### Available data
PR #124, opened 2019-03-27
Remove references to desktop app navigation state

seanyesmunt:
Needed for https://github.com/lbryio/lbry-desktop/pull/2384

@akinwale I did a search on `lbry-android`. I don't see any of the functions I've removed, this shouldn't be a breaking change.

### DIFF
--- a/src/redux/actions/search.js
+++ b/src/redux/actions/search.js
@@ -7,7 +7,7 @@ import {
   makeSelectSearchUris,
   selectSuggestions,
   makeSelectQueryWithOptions,
-  selectSearchQuery,
+  selectSearchValue,
 } from 'redux/selectors/search';
 import { batchActions } from 'util/batchActions';
 import debounce from 'util/debounce';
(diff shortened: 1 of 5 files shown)


src/redux/actions/search.js
```diff
@@ -160,15 +157,15 @@ export const doUpdateSearchOptions = (newOptions: SearchOptions) => (
   getState: GetState
 ) => {
   const state = getState();
-  const searchQuery = selectSearchQuery(state);
+  const searchValue = selectSearchValue(state);
```
seanyesmunt: I moved the other functions up because of lint. This is the main change in this file.

src/redux/selectors/cost_info.js
```diff
@@ -0,0 +1,13 @@
+import { createSelector } from 'reselect';
```
seanyesmunt: This file currently exists in `lbryinc`, but should be moved here. I'll keep it there for now

seanyesmunt: I'm dumb. This should continue to exist in `lbryinc`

### What the exercise asks
Check each line of the listing above for the string "selectSearchValue", then give how many lines have it. No other text.

### Output of the exercise
2